Management of Anemia in Malignancy
For many years, red blood cell transfusion was the only means available to increase hemoglobin in anemic cancer patients [1]. There are a number of risks associated with the administration red blood cell transfusions. Many of these concerns are not specific to patients with malignancy. These include viral and bacterial infections, acute and delayed hemolytic transfusion reactions, febrile nonhemolytic transfusion reactions, transfusion-associated lung injury (TRALI) , volume overload, post-transfusional purpura, iron overload, and anaphylaxis [1]. In general, however, transfusions are considered reasonable and safe when administered with appropriate procedural techniques and close patient monitoring [46].
Interestingly, an association has been suggested between the receipt of multiple red blood cell transfusions and cancer recurrence [47]. Prospective studies have shown a correlation between the number of red blood cell transfusions and colorectal cancer recurrence [1, 47]. This is thought to be on the basis of weakened immune responsiveness as a consequence of depressed cytotoxic T-cell, natural killer (NK) cell, and monocyte function [48]. It would appear that this immunosuppression is related to the presence of leukocytes in the transfused products. The use of leukoreduction techniques significantly lowers the number of donor white blood cells per unit of blood by 99.99%. This substantially reduces the immunological issues associated with leukocytes [49]. In the United States, more than 80% of institutions dispensing blood products have a policy of universal leukoreduction [50].
When transfusing patients with malignancy, the optimal target hemoglobin remains undefined. Studies in the critical care setting have suggested equivalent and possibly improved outcomes with more restrictive transfusion thresholds wherein patients are given blood if Hgb is <7 g/dL, and the target Hgb is 7–9 g/dL [51]. However, it is difficult to generalize these findings to the more chronic anemia associated with malignancy where ongoing, outpatient quality of life becomes an important concern. At the same time, as noted above, more frequent transfusions imply an added risk of complications and possibly an adverse effect on cancer itself. Therefore, national guidelines generally recommend individualizing the decision to transfuse for Hgb between 7 and 10 g/dL according to the particular patient and the specific clinical circumstances [52].

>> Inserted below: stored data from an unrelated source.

PR #293, opened 2025-07-14
Use Playwright Docker image

rgieseke:
This PR adds using an official Playwright image to run the tests in.

I hope that this would help making tests more stable and potentially even locally reproducible.

### DIFF
--- a/.github/workflows/playwright.yml
+++ b/.github/workflows/playwright.yml
@@ -8,6 +8,10 @@ jobs:
   test:
     timeout-minutes: 60
     runs-on: ubuntu-latest
+    container:
+      # https://playwright.dev/docs/docker
+      image: mcr.microsoft.com/playwright:v1.54.0-noble
+      options: --user 1001
     steps:
       - uses: actions/checkout@v4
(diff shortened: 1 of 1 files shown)


rgieseke:
It still downloads a fresh (and probably more recent) copy of Chromium. It skips downloading the "Downloading FFMPEG playwright build v1011" stuff as this is already part of the Docker image I believe.

I came across this in this blogpost:

https://scottspence.com/posts/testing-with-vitest-browser-svelte-guide#the-playwright-container-advantage

The official docs are here:

https://playwright.dev/docs/docker

This seems to be used quite often:

https://github.com/search?q=mcr.microsoft.com%2Fplaywright++language%3Ayaml++path%3A%2F%5E%5C.github%5C%2Fworkflows%5C%2F%2F&type=code

For example in the Playwright repo itself: 

https://github.com/microsoft/playwright.dev/blob/24ff9f6da2796e588607e052b7a9e3e64616442a/.github/workflows/azure-static-web-apps-delightful-forest-0a29f6210.yml#L55

PR #356, opened 2026-05-19
SKETCH-2667: Using JavaScript's readText API to access the browser clipboard when Qt's clipboard access fails

KevKeating:
- Linked Case: SKETCH-2667

### Description

When Qt's clipboard access fails due to browser security, this PR allows the Sketcher to request access the clipboard via JavaScript's `readText` API, which should prompt the browser to request permission from the user.  I thought this was going to be straight-forward, but ran into a complication: When using asyncify, `await`ing a JavaScript promise in a Qt slot or event handler causes an immediate crash.  In other words `pasteAt` can't wait for the user to approve the clipboard access.  Instead, `pasteAt` has to return before waiting for the user, and there's now a JavaScript callback that will call C++ to complete the paste once Sketcher is given clipboard access.

With this change, pasting via the Sketcher menu bar should now work even if the user hasn't pasted via a keyboard shortcut first.  However, this won't work if the user tries to paste via the context menu in the Paste in Text... dialog.  The logic for that paste is buried pretty deep in a Qt private class (QWidgetTextControl), so there's no real ways to replace that code with the `readText` API.  The user can still paste into that dialog using Ctrl+V if they want, after which the dialog's context menu will work.

This change also works with Jarrett's changes for SKETCH-2751 (#341). I actually included his PR in my branch when I was working on this, but then backed it out at the end so that this PR wouldn't depend on that one.  I think there'll be a fairly trivial merge conflict in `SketcherWidget::getClipboardContents` (the `data == nullptr` check added here should, not surprisingly, go before the `data->hasFormat(SKETCHER_MIME_TYPE)` check) but the two changes work nicely together.

According to Claude (which wrote much of the code here), the `await`/Qt-slot-or-event-handler limitation doesn't exist in JSPI (which is basically asyncify version 2), but that's not even an option until we upgrade to Qt 6.10, which requires a fix or workaround for [QTBUG-145012](https://qt-project.atlassian.net/browse/QTBUG-145012).  Eventually, we may be able to remove some of this logic, though (or possibly all of it if Qt switches their WASM clipboard access to use the new API).

### Testing Done

Tested WASM builds using both Firefox and Chrome on Windows.  Since the build was hosted as localhost, which is allowed clipboard access by default, I didn't get any permission prompt, but pasting via the menu worked correctly even if I had pasted via a keyboard shortcut.  On Firefox, I get a weird additional button that needs to be clicked before the paste happens, but I don't think there's anything we can do about that.  (I think that's down to Firefox's implementation of `readText`.  I've seen that button on Firefox with other websites before.)

image

### DIFF
--- a/src/schrodinger/sketcher/sketcher_widget.cpp
+++ b/src/schrodinger/sketcher/sketcher_widget.cpp
@@ -534,6 +534,10 @@ void SketcherWidget::setInterfaceType(InterfaceTypeType interface_type)
 std::string SketcherWidget::getClipboardContents() const
 {
     auto data = QApplication::clipboard()->mimeData();
+    if (data == nullptr) {
+        // mimeData can return a nullptr in WASM builds
+        return "";
+    }
     if (data->hasText()) {
         return data->text().toStdString();
     }
@@ -545,6 +549,13 @@ void SketcherWidget::setClipboardContents(std::string text) const
     auto data = new QMimeData;
     data->setText(QString::fromStdString(text));
     QApplication::clipboard()->setMimeData(data);
+
+#ifdef __EMSCRIPTEN__
+    // Use the browser's aync clipboard api to enable copy for the wasm build
+    emscripten::val navigator = emscripten::val::global("navigator");
+    navigator["clipboard"].call<emscripten::val>("writeText",
+                                                 emscripten::val(text));
+#endif
 }
 
 void SketcherWidget::cut(Format format)
@@ -570,13 +581,6 @@ void SketcherWidget::copy(Format format, SceneSubset subset)
     }
     setClipboardContents(text);
     // SKETCH-2091: Add image content to the clipboard; blocked by SKETCH-1975
-
-#ifdef __EMSCRIPTEN__
-    // Use the browser's aync clipboard api to enable copy for the wasm build
-    emscripten::val navigator = emscripten::val::global("navigator");
-    navigator["clipboard"].call<emscripten::val>("writeText",
-                                                 emscripten::val(text));
-#endif
 }
 
 void SketcherWidget::copyAsImage()
@@ -589,6 +593,48 @@ void SketcherWidget::copyAsImage()
     QApplication::clipboard()->setImage(image);
 }
 
+#ifdef __EMSCRIPTEN__
+namespace
+{
+// State for the in-flight browser clipboard read kicked off by pasteAt(). The
+// .then() callback in sketcher_start_browser_clipboard_read re-enters via
+// sketcher_finish_browser_paste(), which uses these to complete the paste.
+SketcherWidget* g_pending_paste_widget = nullptr;
+std::optional<QPointF> g_pending_paste_position;
+} // namespace
+
+// Non-suspending: starts readText() and attaches a .then() that calls back
+// into C++. We must NOT await here -- ASYNCIFY cannot suspend through the JS
+// trampoline Qt uses for slot dispatch, so the read has to complete on a
+// fresh wasm stack (see sketcher_finish_browser_paste below).
+EM_JS(void, sketcher_start_browser_clipboard_read, (), {
+    navigator.clipboard.readText()
+        .then(function(text) {
+            const byteLength = lengthBytesUTF8(text) + 1;
+            const ptr = _malloc(byteLength);
+            stringToUTF8(text, ptr, byteLength);
+            _sketcher_finish_browser_paste(ptr);
+            _free(ptr);
+        })
+        .catch(function(err) {
+            // No text, permission denied, document not focused, etc.
+            _sketcher_finish_browser_paste(0);
+        });
+});
+
+extern "C" EMSCRIPTEN_KEEPALIVE void
+sketcher_finish_browser_paste(const char* text)
+{
+    auto* widget = g_pending_paste_widget;
+    auto position = g_pending_paste_position;
+    g_pending_paste_widget = nullptr;
+    g_pending_paste_position.reset();
+    if (widget && text && *text) {
+        widget->completePaste(text, position);
+    }
+}
+#endif
+
 /**
  * @internal
  * paste is agnostic of NEW_STRUCTURES_REPLACE_CONTENT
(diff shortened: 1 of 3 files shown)


ethan-schrodinger (approved):

cdvonbargen (approved):
This is.....kinda awful and makes me want to seriously consider a claude-d rewrite of the FE 😮‍💨

JarrettSJohnson:
(Late) Ack'ed by me. 

Just wanted to quickly mention that even when you go to Qt 6.10, I would not rely on JSPI just yet unless ya'll don't care about Firefox and Safari support (both of which are still experimental/enabled-only-in-nightly-builds in those browsers). (Currently also battling async issues in WebPyMOL)

KevKeating:
> (Late) Ack'ed by me.
> 
> Just wanted to quickly mention that even when you go to Qt 6.10, I would not rely on JSPI just yet unless ya'll don't care about Firefox and Safari support (both of which are still experimental/enabled-only-in-nightly-builds in those browsers). (Currently also battling async issues in WebPyMOL)

That's good to know!  I knew Safari was behind, but I didn't realize that Firefox was as well.  I think emscripten also generates a warning saying that JSPI is considered beta when you try to build anything with it enabled.

src/schrodinger/sketcher/sketcher_widget.cpp
```diff
@@ -589,16 +593,73 @@ void SketcherWidget::copyAsImage()
...
  * paste is agnostic of NEW_STRUCTURES_REPLACE_CONTENT
  */
 void SketcherWidget::pasteAt(std::optional<QPointF> position)
 {
     auto text = getClipboardContents();
-    if (text.empty()) {
+    if (!text.empty()) {
+        completePaste(std::move(text), position);
         return;
     }
```
juzerzarif, line 648: This might end up pasting "stale" clipboard contents into the sketcher. If you have:
1. Copy `CCCC` from the sketcher's canvas (sketcher's internal clipboard and system clipboard have `CCCC`)
2. Copy `CN` from somewhere else (system clipboard has `CN`, sketcher's internal clipboard still has `CCCC`)
3. Paste via context menu -> sketcher's internal clipboard returns `CCCC` so `text` isn't empty but it's also not the most recently copied thing

I think we're probably gonna have to always read from the system clipboard via JS in WASM land.

KevKeating: > This might end up pasting "stale" clipboard contents into the sketcher. If you have:
> 
> 1. Copy `CCCC` from the sketcher's canvas (sketcher's internal clipboard and system clipboard have `CCCC`)
> 
> 2. Copy `CN` from somewhere else (system clipboard has `CN`, sketcher's internal clipboard still has `CCCC`)
> 
> 3. Paste via context menu -> sketcher's internal clipboard returns `CCCC` so `text` isn't empty but it's also not the most recently copied thing

That's a good point!  I can reproduce the behavior you're describing.  I expected that step 2 would've cleared the Qt clipboard, but that's definitely not the case.  (I'd thought the Qt clipboard was always a view into the system clipboard, just sometimes an opaque and non-informative view.).  I can actually reproduce that behavior even without this PR.  Just replace step 3 with:

- Open the Paste in Text dialog
- Select paste from the context menu.  "CCCC" is pasted.
- Immediately hit Ctrl + V.  "CN" is pasted.
- Select paste from the context menu.  "CN" is pasted.

> I think we're probably gonna have to always read from the system clipboard via JS in WASM land.

That could lead to some behavior changes once https://github.com/schrodinger/sketcher/pull/341 is pushed, since that uses an alternate MIME_TYPE to store, e.g., coordinates for monomeric models, whereas the pure text version of the clipboard only contains a HELM string.  It looks like it is possible to put custom MIME types on the system clipboard from Javascript, so we might want to consider something like that.

juzerzarif: Hmmm, the JS clipboard API only supports putting certain supported types into the clipboard (https://developer.mozilla.org/en-US/docs/Web/API/ClipboardItem/supports_static - not every environment will support that "web " prefix thing). I wonder if we could do something like read the system clipboard and the Qt clipboard and if the text in both of them matches (same HELM string) we read the rdmol binary data from the Qt clipboard, otherwise we use the string from the system clipboard.
Though I don't know that much about HEML->RDMOL conversion so I don't know how resilient this would be. @JarrettSJohnson @rachelnwalker thoughts?

KevKeating: > I wonder if we could do something like read the system clipboard and the Qt clipboard and if the text in both of them matches (same HELM string) we read the rdmol binary data from the Qt clipboard, otherwise we use the string from the system clipboard.

Yeah, that had been my thought as well.  It could still potentially lead to issues*, although it seems vastly preferable to the current behavior.  For another option, what if we always did a `readText` call before checking the contents of the Qt clipboard?  That seems like it _should_ force the Qt clipboard to sync up with the system clipboard, which might solve our problem?  I can give that a try and see what happens.

&nbsp; 

\* If a user was to do something like:
- Open up Sketcher on two separate tabs
- Paste a HELM string into one of the tabs
- Modify the coordinates of the monomers
- Copy the modified coordinates
- Clear the Sketcher
- Paste the text into a local text editor
- Go do something else with their computer, possibly including modifying the clipboard contents
- Copy the HELM string from the text editor
- Paste into both Sketcher tabs

Then the paste would have different effects on the two tabs.  The tab where the copy happened would get the modified coordinates, and the other tab would get the default coordinates.  That seems like it would be fairly confusing to the user, but admittedly unlikely to actually occur in practice.

KevKeating: > For another option, what if we always did a readText call before checking the contents of the Qt clipboard? That seems like it should force the Qt clipboard to sync up with the system clipboard, which might solve our problem? I can give that a try and see what happens.

Nope, that doesn't work at all.  The Qt clipboard retains the old contents even after being given permission to access the system clipboard.

juzerzarif: Yeah from my poking around, it didn't seem like the Qt clipboard ever reads the system clipboard in WASM :(
> Then the paste would have different effects on the two tabs. The tab where the copy happened would get the modified coordinates, and the other tab would get the default coordinates. That seems like it would be fairly confusing to the user, but admittedly unlikely to actually occur in practice.

Yeah this is the bit I'm unsure about - I don't really know what a good UX would be for handling this and what's reasonably practical user behavior.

Recombinant human EPO or erythropoietin-stimulating agents (ESAs) were first introduced for the treatment of anemia in patients with end-stage renal disease [10]. ESA use in these patients resulted in a significant reduction in the number of red blood cell transfusions [53]. These impressive data led to the investigation of ESAs in malignancy-associated anemia. A number of large, randomized trials conducted during the 1990s through the early 2000s demonstrated a significant reduction in transfusion requirements for cancer patients undergoing chemotherapy who were treated with ESAs [10]. A meta-analysis of 25 randomized controlled trials (RCTs) comprising 3069 patients confirmed that ESA use reduced the relative risk of red blood cell transfusion in patients with malignancy-associated anemia undergoing chemotherapy (RR 0.67, 95% CI 0.62–0.73) [54]. Of interest, the benefit was more marked for patients with solid tumors compared to hematologic malignancies, possibly owing to the increased likelihood of bone marrow involvement in the latter group [54].